Il Tribunale ha affermato che l'indennità di disoccupazione spetta all'operaio agricolo a tempo indeterminato, anche se il rapporto di lavoro non sia stato risolto e quindi non sussista lo stato di disoccupazione e quindi ha determinato il diritto all'indennità in misura pari alla differenza tra il parametro annuale di 270 giornate lavorative di cui al citato DPR 1049/70 ed il numero di giornate di lavoro effettivamente prestate nell'anno.
La sentenza è erronea giacché per avere diritto all'indennità di disoccupazione, anche alla luce della speciale disciplina vigente nel settore agricolo che sopra si è illustrata, occorre pur sempre lo stato di disoccupazione involontaria, che discende dall'avvenuta risoluzione del preesistente rapporto di lavoro.
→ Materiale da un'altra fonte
PR #829, opened 2015-11-21
Update Salesforce course stats / add global settings

jpslav:
DONE:

* Added a cron job for updating Salesforce course stats nightly
* Updated `Salesforce::AttachedRecord` to load all remote data in one API query instead of N.
* Initial SF import and subsequent updates now update the "num sections" field.
* Add a global settings feature for efficiently storing/setting/retrieving site-wide settings (see screenshot below, uses https://github.com/huacnlee/rails-settings-cached and https://github.com/accessd/rails-settings-ui.  Put a "import real SF courses" setting here so we can control what happens from the cron job that imports from SF. (screenshot below)

image

### DIFF
--- a/Gemfile
+++ b/Gemfile
@@ -149,6 +149,10 @@ gem 'omniauth-salesforce'
 # Fork that supports Ruby >= 2.1
 gem 'active_force', git: 'https://github.com/maddijoyce/active_force', ref: '9695896f5'
 
+# Global settings
+gem 'rails-settings-cached', '~> 0.4.0'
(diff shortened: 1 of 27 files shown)


jpslav:
Dependent on https://github.com/openstax/tutor-deployment/pull/176

jpslav:
@Dantemss please review.

jpslav:
Actually, this is mergeable before the tutor-deployment PR is merged, it just will never work on real data on real production until that PR is merged.

PR #830, opened 2015-11-23
Make UUID on ecosystem list more accessible

jpslav:
The UUID was in a popover that went away whenever clicked on (so UUID couldn't be copied).  @gregfitch reported this.  

This PR changes the table to always show the UUID:

image

If @gregfitch just wants the popover to stick, all we have to do is remove the `trigger: 'focus'` attribute from the source.  @gregfitch it is up to you.  If you like the new look, feel free to merge this PR.  If you want it the other way, let me know.

### DIFF
--- a/app/views/manager/ecosystems/_listing.html.erb
+++ b/app/views/manager/ecosystems/_listing.html.erb
@@ -1,10 +1,12 @@
 <table class="table table-striped">
   <thead>
     <tr>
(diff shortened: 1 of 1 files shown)


gregfitch:
No, the current design is really nice -- just need the popover to stick around so we can get just the UUID.

jpslav:
OK, I reverted to the simple fix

Invero, in caso di sussistenza del rapporto di lavoro a tempo indeterminato, ma di espletamento della prestazione lavorativa per un numero di giornate inferiore rispetto a quelle dell'anno, purché superiori alle 180, una tutela viene pur sempre approntata dall'ordinamento, ma questa si concreta non già nell'indennità di disoccupazione, che è logicamente incompatibile con la sussistenza del rapporto di lavoro a tempo indeterminato, ma nel cd. trattamento sostitutivo, sopra illustrato, previsto dal citato art. 8 della legge 457/72, il quale però ai sensi dell'art. 15 della medesima legge, deve essere richiesto dal datore di lavoro, come avviene per tutti i trattamenti sostitutivi della retribuzione. Ed infatti, in pendenza di rapporto di lavoro subordinato è il datore il soggetto titolare dell'obbligo retributivo, dal quale può essere esonerato con intervento dell'Ente previdenziale solo a seguito di richiesta che è possibile avanzare in presenza delle condizione di legge e che viene sottoposta al controllo dell'organo deputato ai sensi dell'art. 16 della medesima legge 457/72, al pari di quanto è previsto per l'istituto della cassa integrazione guadagni. Tuttavia, a fronte dell'affermazione del Tribunale per cui il diritto all'indennità di disoccupazione matura, per l'operaio agricolo a tempo indeterminato, anche in costanza di rapporto di lavoro per le giornate non lavorate (sia pure nei limiti della differenza tra il parametro di legge di 270 e le giornate di occupazione effettiva), la censura adeguata sarebbe stata quella relativa alla violazione della legge 1049/70, non già quella di difetto di motivazione proposta dall'Istituto con il presente ricorso. L'Inps lamenta infatti unicamente che il Tribunale abbia riconosciuto il diritto all'indennità senza avere accertato lo stato di disoccupazione, ma la censura non è in linea con la motivazione del Tribunale, il quale, come già detto, ha affermato che l'indennità spetta anche ove non sussista lo stato di disoccupazione, ed era dunque tale argomentazione in diritto che avrebbe dovuto essere censurata. Il ricorso va pertanto rigettato.
Le spese del giudizio, liquidate come da dispositivo, seguono la soccombenza.
P.Q.M.
La Corte rigetta il ricorso e condanna il ricorrente al pagamento delle spese liquidate in euro 10,00, oltre millecinquecento euro per onorari.
Così deciso in Roma, il 6 dicembre 2002.